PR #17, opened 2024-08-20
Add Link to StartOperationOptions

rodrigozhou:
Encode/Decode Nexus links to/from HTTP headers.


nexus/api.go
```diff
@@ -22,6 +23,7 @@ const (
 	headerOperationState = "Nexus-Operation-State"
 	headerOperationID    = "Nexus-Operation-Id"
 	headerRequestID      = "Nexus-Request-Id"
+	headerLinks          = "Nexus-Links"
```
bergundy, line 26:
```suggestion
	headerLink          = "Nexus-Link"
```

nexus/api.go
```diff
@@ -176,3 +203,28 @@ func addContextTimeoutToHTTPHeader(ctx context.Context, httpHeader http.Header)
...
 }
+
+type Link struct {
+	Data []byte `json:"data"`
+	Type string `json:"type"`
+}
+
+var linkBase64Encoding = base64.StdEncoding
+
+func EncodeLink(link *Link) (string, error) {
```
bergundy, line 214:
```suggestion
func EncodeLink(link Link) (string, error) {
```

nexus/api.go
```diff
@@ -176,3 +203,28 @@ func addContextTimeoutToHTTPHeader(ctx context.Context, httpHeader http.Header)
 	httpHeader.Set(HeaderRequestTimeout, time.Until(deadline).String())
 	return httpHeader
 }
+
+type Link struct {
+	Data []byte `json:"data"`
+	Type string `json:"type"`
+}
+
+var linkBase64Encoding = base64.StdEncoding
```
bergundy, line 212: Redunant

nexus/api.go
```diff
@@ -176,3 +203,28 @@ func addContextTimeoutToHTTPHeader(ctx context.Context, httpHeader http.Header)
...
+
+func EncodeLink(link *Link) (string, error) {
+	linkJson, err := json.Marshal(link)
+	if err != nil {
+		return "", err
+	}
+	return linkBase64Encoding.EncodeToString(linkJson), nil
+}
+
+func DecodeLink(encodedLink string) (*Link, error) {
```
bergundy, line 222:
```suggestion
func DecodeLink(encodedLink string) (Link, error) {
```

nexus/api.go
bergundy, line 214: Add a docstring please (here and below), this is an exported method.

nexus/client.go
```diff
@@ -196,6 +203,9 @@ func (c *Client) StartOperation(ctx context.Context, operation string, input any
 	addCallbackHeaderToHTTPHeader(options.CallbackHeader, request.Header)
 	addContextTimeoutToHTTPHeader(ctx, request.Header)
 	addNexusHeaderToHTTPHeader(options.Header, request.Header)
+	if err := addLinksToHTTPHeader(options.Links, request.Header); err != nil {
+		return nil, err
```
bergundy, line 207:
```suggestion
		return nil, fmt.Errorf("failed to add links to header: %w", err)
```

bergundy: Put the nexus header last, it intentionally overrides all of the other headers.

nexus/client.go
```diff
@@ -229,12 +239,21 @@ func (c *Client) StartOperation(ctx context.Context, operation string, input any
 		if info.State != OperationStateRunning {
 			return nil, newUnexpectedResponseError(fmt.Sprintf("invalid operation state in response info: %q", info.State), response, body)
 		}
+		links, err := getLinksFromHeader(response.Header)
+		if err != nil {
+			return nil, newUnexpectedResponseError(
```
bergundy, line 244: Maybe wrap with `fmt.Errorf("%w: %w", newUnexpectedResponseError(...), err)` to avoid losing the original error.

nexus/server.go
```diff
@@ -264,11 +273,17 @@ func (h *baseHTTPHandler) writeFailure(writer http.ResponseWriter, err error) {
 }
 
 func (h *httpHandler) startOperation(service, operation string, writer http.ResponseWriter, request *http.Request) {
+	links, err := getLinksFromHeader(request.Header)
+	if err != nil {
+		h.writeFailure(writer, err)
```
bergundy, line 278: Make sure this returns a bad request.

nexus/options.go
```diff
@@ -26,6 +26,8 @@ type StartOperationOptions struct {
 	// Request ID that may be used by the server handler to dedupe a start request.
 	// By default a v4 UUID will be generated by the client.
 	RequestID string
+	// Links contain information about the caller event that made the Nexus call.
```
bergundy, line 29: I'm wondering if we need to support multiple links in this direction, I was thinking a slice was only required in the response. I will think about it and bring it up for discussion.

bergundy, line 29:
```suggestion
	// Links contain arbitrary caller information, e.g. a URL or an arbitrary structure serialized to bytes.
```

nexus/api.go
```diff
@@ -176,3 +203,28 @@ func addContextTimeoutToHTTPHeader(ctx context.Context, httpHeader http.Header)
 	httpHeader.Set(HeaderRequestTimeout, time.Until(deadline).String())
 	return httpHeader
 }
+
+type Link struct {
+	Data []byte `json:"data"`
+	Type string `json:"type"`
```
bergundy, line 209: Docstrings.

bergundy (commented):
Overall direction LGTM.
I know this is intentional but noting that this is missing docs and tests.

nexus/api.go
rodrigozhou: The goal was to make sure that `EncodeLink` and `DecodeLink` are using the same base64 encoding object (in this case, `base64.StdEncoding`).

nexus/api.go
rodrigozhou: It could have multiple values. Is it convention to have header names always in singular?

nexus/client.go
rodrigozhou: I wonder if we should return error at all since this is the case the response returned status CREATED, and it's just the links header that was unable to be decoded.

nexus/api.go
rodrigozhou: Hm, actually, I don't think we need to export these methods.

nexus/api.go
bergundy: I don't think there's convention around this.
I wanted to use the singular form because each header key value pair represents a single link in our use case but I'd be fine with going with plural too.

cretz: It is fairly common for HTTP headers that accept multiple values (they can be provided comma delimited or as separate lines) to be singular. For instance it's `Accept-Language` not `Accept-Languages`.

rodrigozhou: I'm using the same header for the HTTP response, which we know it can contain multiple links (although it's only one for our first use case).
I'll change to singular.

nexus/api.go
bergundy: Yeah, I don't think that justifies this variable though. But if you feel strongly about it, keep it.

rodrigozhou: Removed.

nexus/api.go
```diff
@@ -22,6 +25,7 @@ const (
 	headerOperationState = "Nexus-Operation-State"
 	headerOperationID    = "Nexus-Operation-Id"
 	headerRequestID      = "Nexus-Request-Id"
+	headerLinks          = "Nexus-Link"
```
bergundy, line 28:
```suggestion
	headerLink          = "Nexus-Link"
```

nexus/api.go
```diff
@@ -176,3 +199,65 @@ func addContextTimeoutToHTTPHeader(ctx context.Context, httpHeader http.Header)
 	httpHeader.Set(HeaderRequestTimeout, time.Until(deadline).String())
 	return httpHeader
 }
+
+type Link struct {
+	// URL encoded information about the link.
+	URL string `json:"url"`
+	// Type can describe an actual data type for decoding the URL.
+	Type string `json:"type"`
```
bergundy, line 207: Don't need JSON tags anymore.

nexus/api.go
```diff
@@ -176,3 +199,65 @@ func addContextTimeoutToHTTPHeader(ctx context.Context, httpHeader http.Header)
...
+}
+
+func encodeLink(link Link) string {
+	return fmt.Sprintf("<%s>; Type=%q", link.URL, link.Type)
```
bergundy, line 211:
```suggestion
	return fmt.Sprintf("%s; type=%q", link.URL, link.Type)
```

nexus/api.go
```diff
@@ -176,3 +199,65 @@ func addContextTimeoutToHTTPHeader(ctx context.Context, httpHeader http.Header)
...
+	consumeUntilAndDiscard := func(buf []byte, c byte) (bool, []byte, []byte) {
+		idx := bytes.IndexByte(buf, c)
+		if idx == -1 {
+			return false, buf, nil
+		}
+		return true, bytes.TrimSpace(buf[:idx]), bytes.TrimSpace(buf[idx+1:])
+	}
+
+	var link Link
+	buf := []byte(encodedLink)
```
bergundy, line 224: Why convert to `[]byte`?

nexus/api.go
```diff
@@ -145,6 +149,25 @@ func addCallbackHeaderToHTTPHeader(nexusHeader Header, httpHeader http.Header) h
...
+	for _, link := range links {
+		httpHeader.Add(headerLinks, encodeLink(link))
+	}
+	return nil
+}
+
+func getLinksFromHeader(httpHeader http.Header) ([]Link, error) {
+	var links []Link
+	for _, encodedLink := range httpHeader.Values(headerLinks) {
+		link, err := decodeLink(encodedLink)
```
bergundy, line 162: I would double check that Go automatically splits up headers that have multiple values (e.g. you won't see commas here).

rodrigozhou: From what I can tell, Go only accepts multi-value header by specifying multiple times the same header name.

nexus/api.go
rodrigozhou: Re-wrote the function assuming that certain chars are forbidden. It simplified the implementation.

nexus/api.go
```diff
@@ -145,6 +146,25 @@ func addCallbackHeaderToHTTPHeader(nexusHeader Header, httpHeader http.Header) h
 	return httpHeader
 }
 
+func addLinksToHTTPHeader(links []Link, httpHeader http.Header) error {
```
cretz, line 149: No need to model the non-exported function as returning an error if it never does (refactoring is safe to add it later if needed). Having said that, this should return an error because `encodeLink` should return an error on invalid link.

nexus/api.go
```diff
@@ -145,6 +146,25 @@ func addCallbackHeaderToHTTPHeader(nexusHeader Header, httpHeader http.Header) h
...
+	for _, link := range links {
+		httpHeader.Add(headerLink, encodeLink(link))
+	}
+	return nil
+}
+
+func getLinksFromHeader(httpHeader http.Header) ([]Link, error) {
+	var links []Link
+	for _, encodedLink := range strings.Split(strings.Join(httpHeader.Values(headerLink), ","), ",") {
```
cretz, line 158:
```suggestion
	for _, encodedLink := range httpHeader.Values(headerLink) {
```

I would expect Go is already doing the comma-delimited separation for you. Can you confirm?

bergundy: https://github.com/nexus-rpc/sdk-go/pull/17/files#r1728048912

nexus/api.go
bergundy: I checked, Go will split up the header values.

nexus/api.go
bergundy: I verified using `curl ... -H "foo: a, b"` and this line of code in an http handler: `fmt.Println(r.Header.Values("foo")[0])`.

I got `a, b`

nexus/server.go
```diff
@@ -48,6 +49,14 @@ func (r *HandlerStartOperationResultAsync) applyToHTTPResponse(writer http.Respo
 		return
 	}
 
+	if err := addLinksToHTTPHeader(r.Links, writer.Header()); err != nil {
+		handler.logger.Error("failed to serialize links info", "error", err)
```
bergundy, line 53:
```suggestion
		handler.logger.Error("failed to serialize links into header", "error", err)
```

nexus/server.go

* * * *

TASK ITEM
Calculate the number of lines above that include the word "input", giving that number by itself.

FINAL ANSWER
2